I am hoping a few of you' all might part with some of that hard earned knowledge and help me venture into live sound so I might help those that set up for Worship get a more relaxed sound at church. After a few years of tweaking my system at home and getting pretty close to duplicating a "like I was there" sound, thanks very much in part to REW, I have joined the team at church. 
They have not skimped on the equipment, they have installed a set of JBL arrays on ether side of the platform, the amps are controlled by Soundweb DSPs, and they have a newly installed Yamaha CL3. Of course everyone claims the system was installed professionally, at the risk of offence, REALLY! I suppose installing is one thing dialing it in is another.
So here goes my first question if I may, why in an auditorium the size of a basketball gymnasium, (that's actually what it is) would you use a HPF and roll everything bellow 300hz down to nada? What is it that I don't know?


Thanks in advance,
JB


----------



## Wayne A. Pflughaupt (Apr 13, 2006)

Simple: To keep everything from sounding muddy. The fact is, the more instruments and vocalists you have on the stage, the more what is essentially “bass management” is needed.

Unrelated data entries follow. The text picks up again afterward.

PR #201, opened 2020-04-10
Distribute training

fsx950223:
The implementation has followed bugs:
1.don't support ema
2.tensorboard bug
3.params may need to be tuned for multi GPU

### DIFF
--- a/efficientdet/dataloader.py
+++ b/efficientdet/dataloader.py
@@ -313,7 +313,7 @@ class InputReader(object):
         return (image, cls_targets, box_targets, num_positives, source_id,
                 image_scale, boxes, is_crowds, areas, classes)
 
-    batch_size = params['batch_size']
+    batch_size = params.get('batch_size', params.get('default_batch_size'))
     dataset = tf.data.Dataset.list_files(
         self._file_pattern, shuffle=self._is_training)
     if self._is_training:
--- a/efficientdet/det_model_fn.py
+++ b/efficientdet/det_model_fn.py
@@ -36,9 +36,9 @@ _DEFAULT_BATCH_SIZE = 64
 
 def update_learning_rate_schedule_parameters(params):
   """Updates params that are related to the learning rate schedule."""
-  # params.get('batch_size', params.get('default_batch_size')) is per-shard within model_fn if use_tpu=true.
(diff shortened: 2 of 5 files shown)


paulcx:
found a error "TypeError: _call_input_fn() takes 3 positional arguments but 4 were given" which might be the problem of TPUEstimator or MirroredStrategy?

fsx950223:
> An error found "TypeError: _call_input_fn() takes 3 positional arguments but 4 were given" which might be the problem of TPUEstimator or MirroredStrategy?

please install tf2.2

InfiniteLife:
I want to try this PR but not sure how. I manually added lines

```
  params['default_batch_size'] = FLAGS.train_batch_size
  if len(tf.config.experimental.list_physical_devices('GPU')) > 1:
    strategy = tf.distribute.MirroredStrategy()
  else:
    strategy = None

  run_config = tf.estimator.tpu.RunConfig(
      cluster=tpu_cluster_resolver,
      evaluation_master=FLAGS.eval_master,
      model_dir=FLAGS.model_dir,
      log_step_count_steps=FLAGS.iterations_per_loop,
      session_config=config_proto,
      tpu_config=tpu_config,
      train_distribute=strategy
  )
```
to my copy of repository and got tf 2.2.0-rc version of tensorflow, but now when I am running training I get 

```

> tensorflow.python.autograph.pyct.error_utils.KeyError: in user code:
> ....
> hparams_config.py:48 __getattr__
>         return self.__dict__[k]
> 
>     KeyError: 'is_tensor_like'

```

LucasSloan:
I checked out this branch, but I ran into some error with NCCL.  I tried switching to tf.distribute.HierarchicalCopyAllReduce(), but that also errored out with a CUDA out of memory error.  The error occurred even with the smallest feasible batch size (2, one per gpu).

I'm using 2x 2080 Ti's on the tf 2.2 rc, using the tensorflow/tensorflow:2.2.0rc3-gpu docker container.

LucasSloan:
Update:

I just tried again with the latest version of this code, and I had exactly the same issue with an OOM error.  I then tried disabling XLA, and it worked, albeit with few samples per second than with a single GPU with XLA on.

Is there anything I can do to help with the keras stuff?

PR #232, opened 2020-04-14
enable native nms as default

fsx950223:
Enable native nms as default, because it's much faster than nms_tf and they get same result.


mingxingtan:
Thanks a lot, @fsx950223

The problem is that most musicians and singers like to hear themselves with a full, rich sound - which translates to lots of low end. Inexperienced sound men like it, too. However, if everyone’s instrument and voice is generating an abundance of lows, what you end up with is muddy sound.

For example, ever been to a show where you _saw_ a pass player on stage but you couldn’t pick a single bass note out of the din? Next time pay attention to what you hear when the singer is talking between songs, or when a keyboard or guitar opens a song. You’ll most likely hear lots of bass from them.

Bottom line, you don’t - can’t - EQ a full band the same way you would if there were the only a single instrument on the stage. For instance, with a solo singer playing a guitar or piano, you’d need a nice full low end to balance out the sound. But when a bass guitar is added, the piano or guitar no longer needs to carry the bottom end, so the lows need to be EQ’d out. 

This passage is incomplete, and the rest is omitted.